Do you think they would pay for my accomodatio ?


----------



## themash (Jun 15, 2011)

Is medical not only mandatory in Abu Dhabi? Didn't think it was mandatory in Dubai, may have picked that one up wrong though??


----------



## Toon (Feb 28, 2012)

themash said:


> Is medical not only mandatory in Abu Dhabi? Didn't think it was mandatory in Dubai, may have picked that one up wrong though??

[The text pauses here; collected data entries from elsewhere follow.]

PR #38, opened 2024-08-13
FFT system module and new audiovisual demo

cklosters:
@lshoek: Moving this PR from private to public so @stijnvanbeek can review these changes as well.

From the original PR:

- Module that wraps [Kiss FFT](https://github.com/mborgerding/kissfft) for NAP 0.7. 
- Implements real-optimized FFTs (positive half-spectrum: nfft/2+1 complex frequency bins).
- New `audiovisual` demo that demonstrates various aspects of new FFT possibilities (and compute & `naprenderadvanced`)


demos/audiovisual/src/audiovisualapp.cpp
```diff
@@ -0,0 +1,240 @@
...
+					for (auto* comp : render_comps)
+					{
+						if (comp->get_type() != RTTI_OF(RenderableMeshComponentInstance))
+							continue;
+
+						auto* resource = comp->getComponent<RenderableMeshComponent>();
+						if (resource == nullptr)
+							continue;
+
+						if (resource->mID == "RenderStars")
```
cklosters, line 147: I thought we had something in place for rendering cube-maps on initialization, why this verbose render step on frame 1 here? Also: `getObjects()` should not be used, it is considered bad practice because it could return recently replaced (not active) targets, which in this case is extra bad because we're only doing it on frame one?

demos/audiovisual/module/src/renderaudioroadcomponent.cpp
```diff
@@ -0,0 +1,250 @@
...
+RTTI_BEGIN_CLASS_NO_DEFAULT_CONSTRUCTOR(nap::RenderAudioRoadComponentInstance)
+	RTTI_CONSTRUCTOR(nap::EntityInstance&, nap::Component&)
+RTTI_END_CLASS
+
+//////////////////////////////////////////////////////////////////////////
+
+
+namespace nap
+{
+	bool RenderAudioRoadComponentInstance::init(utility::ErrorState& errorState)
```
cklosters, line 36: Isn't it better to simply create a new render audio road component, instead of deriving from renderable mesh component? Since you override the draw method and require a specific mesh type.

cklosters (commented):
I was implementing some of my review changes when I noticed the following in Debug: there is a noticeable delay between the two output channels in the audiovisual demo. This is less apparant in Release mode but still there. If I change the number of outputs to 1 using the audio service configuration I don't hear any delay. I assume this is a output thread / sync bug?

Note that I made sure it's not related to recent audio / threading changes -> issue persists between old and new version of NAP.

> I was implementing some of my review changes when I noticed the following in `Debug`: there is ...

When I don't connect the `FFTNode` inside the `FFTAudioNodeComponentInstance` the lag is gone:

`//mFFTNode->mInput.connect(*mInput->getOutputForChannel(mResource->mChannel));`

This (from what I can tell) shows that the processing step in the audio thread introduces a noticeable lag on the channel selected for FFT analysis.  When I introduce a second `FFTAudioNode` for channel 1 the delay is gone, because the latency introduced on that channel by the FFT node is the same. I profiled the latency, which doesn't seem to be related to the mutex, just the copy of the buffer, in debug, is enough to hear the delay:

```
	void FFTBuffer::supply(const std::vector<float>& samples)
	{
		// Copy samples
		{
			std::lock_guard<std::mutex> lock(mSampleBufferMutex);
			mSampleBufferA = samples;
		}

		// TODO: Use notification to transform data on different thread!
		mDirty = true;
	}
```

@stijnvanbeek maybe you can pitch in on what to do here? Is this acceptable?

cklosters:
> This should normally just cause little clicks and pops and not a delay between different channels though, because the audio callback processes all the channels at the same time. So I am a bit puzzled about that.

There are no clicks and pops, only a (very) noticeable delay.

>  the deep copy might result in deallocating the old contents of the destination buffer and reallocating memory to hold the new copy! Pre-allocating the vector in the ctor and copying the contents using an ordinary for loop might help.

This is rather far fetched. The vector (on the stack) re-allocates memory only when the the new size is greater than the old capacity. Considering the stream is relatively stable this occurs at the beginning. Without profiling I am dismissing this statement and go with what the standard tells us. A `memcpy` (providing the buffer is large enough) is faster than copying items one by one!? I don't know why you would propose such as thing.

> as Coen says, the mutex lock in itself does not cause a delay as long as the transform() method is not running at the same time on the other thread, which could be the pitfall here. The processing in the transform() method causes the audio callback to stall during the mutex lock.

Removing the lock has no impact on the problem, making this a non issue (irrelevant) to the latency issue described above. Also: you could (should) use [std::mutex::try_lock](https://en.cppreference.com/w/cpp/thread/mutex/try_lock) instead of a regular lock, to avoid stalling the audio thread. This is proffered because the fft analysis can occur at a lower frequency because it's generally used for visual related elements and feedback and therefore better suited to be performed on the main or optionally (different) thread, where rendering takes more time than processing (update).

>  The solution could be to get rid of the mutex and the buffer copying and use the moody camel single producer single consumer queue to queue floats from the audio thread and dequeue them in the FFTBuffer::transform() function.

Well, considering the above I'm not sure this will solve the issue - my suspicion is that something else is not quite right and worth looking into.

lshoek:
Just letting you know I've had another look at this just now, revamping a dependent project now with a Motu M2 audio interface. Addressing issues as I go and will proceed this week.

demos/audiovisual/module/src/renderaudioroadcomponent.cpp
lshoek: Yes, refactored it!

lshoek (approved):

lshoek:
Unfortunately not. I tried enabling `PaAlsa_EnableRealtimeScheduling` like you suggested [here](https://github.com/napframework/nap/issues/54) but the audio playback remained glitchy when running in `Debug` mode and routing the audio to my laptop speakers. Also tried making the buffer size smaller without - no difference. Routing the audio to my MOTU M2 however sounds perfectly fine!

My kernel:
```
$ uname -v
#1 ZEN SMP PREEMPT liquorix 6.11-15ubuntu1~jammy (2024-11-22)
```

cklosters:
> Unfortunately not. I tried enabling `PaAlsa_EnableRealtimeScheduling` like you suggested [here](https://github.com/napframework/nap/issues/54) but the audio playback remained glitchy when running in `Debug` mode and routing the audio to my laptop speakers. Also tried making the buffer size smaller without - no difference. Routing the audio to my MOTU M2 however sounds perfectly fine!
> 
> My kernel:
> 
> ```
> $ uname -v
> #1 ZEN SMP PREEMPT liquorix 6.11-15ubuntu1~jammy (2024-11-22)
> ```

Thanks for letting me know. Could you maybe create a PR for enabling `PaAlsa_EnableRealtimeScheduling`? I think it's good to have that turned on by default. Interesting that you're not experiencing any issues with a better soundcard. Selecting an ALSA channel instead of the system default (pulseaudio on 22.04) could make a difference, or it's just that the drivers a rather bad. I experience some latency with my Realtek on-board soundcard, which is rather terrible tbh.

I'll take a look at your recent commits / changes and validate the threading model one more time - i'm pretty sure we can merge it then.

cklosters:
I made the lock optional - The samples are only copied for analysis when the audio thread is able to immediately acquire the lock without waiting for it. This ensures the audio thread never stalls _and_ that the buffer is the most recent recent when read by the FFT analysis thread. I also replaced `std::move` with `std::swap`, which ensures the buffers are never re-created after finding their optimal size.

@stijnvanbeek : These changes did not resolve my previously mentioned 'latency' issue, which I found out is related to one output channel having to process more than another. When I add and assign another FFT analysis component to the right channel to complement the left (1 to complement 0) the issue is gone - which boils down to _some_ latency being introduced by inserting another node? I even observed the latency when the node doesn't process anything at all except pull `(audio::InputPin::pull` - no lock, no copy etc.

Would you work for a company that DIDN'at offer you full medical?


----------



## themash (Jun 15, 2011)

Does not mean I would go into a negotiation stating its mandatory if it's not!


----------



## Toon (Feb 28, 2012)

If the company don't give it, in a country where there is no national health service, do they value you?

I think not.


----------



## themash (Jun 15, 2011)

Your on a different point, I said I was not sure if it was mandatory to be provided by a company, the important part in negotiating is knowing the facts and building your case around them, saying you want healthcare because it's mandatory if it's not just devalues your whole case! What else are you guessing at and chancing your arm with!


----------



## Toon (Feb 28, 2012)

themash said:


> Your on a different point, I said I was not sure if it was mandatory to be provided by a company, the important part in negotiating is knowing the facts and building your case around them, saying you want healthcare because it's mandatory if it's not just devalues your whole case! What else are you guessing at and chancing your arm with!


Fair comment.


----------



## petrolhead (Jun 27, 2011)

Yes, it's mandatory in AD - wish it was in Dubai


----------



## blue_moon (Apr 25, 2012)

18K is enough for a single guy, and common for your age and experience. This is a cost calculator: link. It does not sound like you actually got the offer, because I never heard of an offer that would not clearly list all the allowances.


----------



## BedouGirl (Sep 15, 2011)

Leave passage - i.e., a return ticket to your home 'port' every year is not mandatory.


----------



## Toon (Feb 28, 2012)

BedouGirl said:


> Leave passage - i.e., a return ticket to your home 'port' every year is not mandatory.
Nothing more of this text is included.